Everything changes one afternoon in April, when four LAPD officers are acquitted after beating a black man named Rodney King half to death. Suddenly, Ashley’s not just one of the girls. She’s one of the black kids.
As violent protests engulf LA and the city burns, Ashley tries to continue on as if life were normal. Even as her self-destructive sister gets dangerously involved in the riots. Even as the model black family façade her wealthy and prominent parents have built starts to crumble. Even as her best friends help spread a rumor that could completely derail the future of her classmate and fellow black kid, LaShawn Johnson.
With her world splintering around her, Ashley, along with the rest of LA, is left to question who is the us? And who is the them?


Christina Hammonds Reed holds an MFA in Film and Television Production from the University of Southern California’s School of Cinematic Arts. Her short fiction has previously appeared in the Santa Monica Review. She lives in Hermosa Beach, CA.

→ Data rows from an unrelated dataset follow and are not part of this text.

PR #207, opened 2020-01-16
Update version of first-steps documentation

SlowMo24:
We should look for other places where this is needed and possibly create a list to not forget at the next update.


tyrasd:
there are a couple more places, especially in links to our javadoc: https://github.com/GIScience/oshdb/commit/9f6e2f0e17b16f11885633f82f07e2eb92b8af58

PR #215, opened 2020-02-26
give timeout tests a better chance to actually fail

tyrasd:
Sometimes test runners are so quick that they sometimes do not reach the specified timeout during (some of) the queries in the timeout tests.

Example of a failed test run because of this: https://jenkins.ohsome.org/blue/organizations/jenkins/oshdb/detail/master/266/pipeline#step-92-log-477

This PR should prevent this by giving the queries a more realistic chance to actually time out by:

* setting the timeout to 0ms (from 1ms)
* letting the OSHDB query work through slightly more data (from just 1 entity filtered by id, to all in the test data set)


tyrasd:
damn, it seems like this still didn't fix the issue: https://jenkins.ohsome.org/job/oshdb/job/master/271/ :unamused:

PR #217, opened 2020-02-27
 give timeout tests a better chance to actually fail, part II

tyrasd:
addendum to #215 (see https://github.com/GIScience/oshdb/pull/215#issuecomment-591514181) – thanks @rtroilo for the suggested fix :smiley:


tyrasd:
> looks good, but could we extract this in a general delay method?

seems like a good idea. Any preferences where this method should live? It's probably mostly (only?) useful for tests, but maybe eventually not just for the map-reducer tests where it would be used at the moment. :thinking: 

@rtroilo would you like to add this method (just push into the `fix-timeout-tests` branch)?

PR #220, opened 2020-04-01
prepare release 0.5.6

tyrasd:


tyrasd:
btw: here's a useful command for upgrading the links to the javadoc in the documentation:

```bash
sed -i 's!docs.ohsome.org/java/oshdb/0.5.5!docs.ohsome.org/java/oshdb/0.5.6!g' `grep "0.5.5" -rl`
```

PR #230, opened 2020-04-29
avoid using IntelliJ/IDEA style suppress warnings comment

tyrasd:
This is to improve interoperability between different IDEs. For example Eclipse, does not support the IDEA/IntelliJ syntax `//noinspection unchecked`. If possible, unchecked casts should be avoided anyway. But where it cannot be avoided, one can (probably almost always) rewrite unchecked casts to use the regular Java annotation syntax `@SuppressWarnings("unchecked")`.

For example, instead of

```
//noinspection unchecked …bla…bla…
return (UncheckedType) …;
```

one can write it as:

```
@SuppressWarnings("unchecked") // …bla…bla…
UncheckedType result = (UncheckedType) …;
return result;
```

### todo
- [x] adapt current code: drop and rewrite [all 37 current occurrences](https://jenkins.ohsome.org/job/oshdb/view/change-requests/job/PR-230/1/checkstyle/category.-1850931927/) of `//noinspection unchecked`


oshdb-api/src/main/java/org/heigit/bigspatialdata/oshdb/api/mapreducer/MapAggregator.java
```diff
@@ -759,7 +762,8 @@ public X setValue(X value) {
   @Contract(pure = true)
   public <R> MapAggregator<U, R> map(SerializableFunction<X, R> mapper) {
     return this.copyTransform(this.mapReducer.map(inData -> {
-      //noinspection unchecked – trick/hack to replace mapped values without copying pair objects
+      @SuppressWarnings("unchecked")
+      // trick/hack to replace mapped values without copying pair objects
```
rtroilo, line 766: Usually I prefer to have the @SuppressWarnings directly following the affected line. 
So in this sense the comment would come before or in the same line as  @SuppressWarings:
```
// trick/hack to replace mapped values without copying pair objects
@SuppressWarnings("unchecked")
IndexValuePair<U,R> outData = (IndexValuePair<U,R>)inData;
```
But this is only my personal preference and does not hinder the approval!

oshdb-api/src/main/java/org/heigit/bigspatialdata/oshdb/api/mapreducer/MapReducer.java
```diff
@@ -1836,8 +1851,8 @@ protected TagTranslator getTagTranslator() {
 
   // hack, so that we can use a variable that is of both Geometry and implements Polygonal (i.e.
   // Polygon or MultiPolygon) as required in further processing steps
+  @SuppressWarnings("unchecked") // all setters only accept Polygonal geometries
```
rtroilo, line 1854: this is how I prefer it, comments above or in the some line. (see previous comment)

oshdb-api/src/main/java/org/heigit/bigspatialdata/oshdb/api/mapreducer/MapAggregator.java
tyrasd: :thinking:  hmm, I did it like this because it is otherwise not clear that the comment is related to the `@SuppressWarnings` statement: When the comment is in the line above, it could also be just a regular inline comment. Short comments about the suppress statement you would also put _after_ the annotation (`@SuppressWarnings("unchecked") // bla bla`), wouldn't you?

But I guess that's ultimately a matter of taste. :shrug:

oshdb-api/src/main/java/org/heigit/bigspatialdata/oshdb/api/mapreducer/MapReducer.java
tyrasd: I also prefer this version, but sometimes the line becomes too long for the space left after the annotation, then I just chose to put it in a new line, so the comment is without a line break (thus, slightly easier to read): I prefer `@Suppress… \n // long bla` over `@Suppress… // long \n // bla`. But again, this might just be a matter of personal taste.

Police brutality, Depictions/Mentions of suicide, Racism, Uses of the n-word, Domestic abuse

Disclaimer: I voluntarily read and reviewed an advanced copy of this book. All thoughts and opinions are my own. Thank you to Hear Our Voices Book Tours, Netgalley, and Simon & Schuster Books for Young Readers for this free copy. All quotes in this review are taken from the Advanced Reader Copy and may change in final publication.
I’m telling you… this book was super uncomfortable in the best way? I feel like that’s super weird to say honestly, but when you read this, you will understand what I mean. This book was really, really good at showing just how shitty the L.A. Riots were, and how Black and brown people were treated back then – and it was such a parallel of what’s going on in the world right now. I mean… it’s not like any of these things ever stopped, so it’s just really a continuation.
Anyway, I feel like I’m still trying to get my thoughts around this book because there was so much of it that I hated – because I think you were supposed to hate it – so of course my emotions while I was reading this was conflicting with how I actually felt about the book. Which, I guess if we think about it, those are some of the best kinds of books out there.
I’ll start with one that I know a lot of people may agree with here, and it just so happens to have been Christina’s intention so I don’t feel bad about this, but I. HATED. ASHLEY. I legit hated her so much for the majority of the novel. I think the only time I started to slowly defrost and I guess feel some type of okay way for her was legitimately at the very ending. I was glad that there was a little bit that redeemed her in my eyes, but not by much. You could tell that her privilege just completely clouded a lot of her viewpoint of the world around her. Even though she would say that she wasn’t sheltered because she is Black – which granted, yes that is somewhat true – she was sheltered in so many other ways. I really felt like she thought she was better than the other Black kids at her school, or even just in the poor neighborhoods around her because she had the privilege of having a mom and dad with great ass paying jobs. Ashley and her sister Jo did not have to want for anything, and honestly I don’t know if they realized that that was special in and of itself.
And on another note: ASHLEY’S FRIENDS WERE JERKS. Well, mostly Kimberly? Yeah she was on a whole different level. Like, I think the moment that Ashley sees her for what she is and sees that she was never really safe from Kimberly’s attacks like she thought she was finally opened her eyes to the crap that she would do. The racist crap that she would do. And honestly, I know that Kimberly had a powerful influence on everyone, and I get the dynamic of friends following in their leader’s footsteps and stuff. I get that, but I just wish that the other girls stood against her when she would do some really bad stuff. Said some really bad stuff. Oh well. It’s high school, we are still trying to learn about ourselves, it happens. I wasn’t any better, so I can’t say I would have done anything different if I was in their shoes.
This was a powerful book that taught you more about the L.A. Riots and what started it than any other US History class in the public education system. Seriously, I don’t know how many people have mentioned that they didn’t know about the L.A. Riots, Rodney King, or even Latasha Harlins. You can bet barely anyone has heard about Latasha Harlins because she was just a 15 year old Black girl who was shot in the head over a can of orange juice. Just like all the other Black girls and women killed in society, her name wasn’t mentioned. Her story was silent. And that needs to stop. It just does. This book even talks about the destruction of Black Wall Street, which I know a TON of people didn’t even know was a thing because that’s not taught in schools either. And while I wouldn’t say that you should just read this book and consider yourself educated on these events, you should take what you learned in this book to further educate yourself on these things, and see what has been hidden from you.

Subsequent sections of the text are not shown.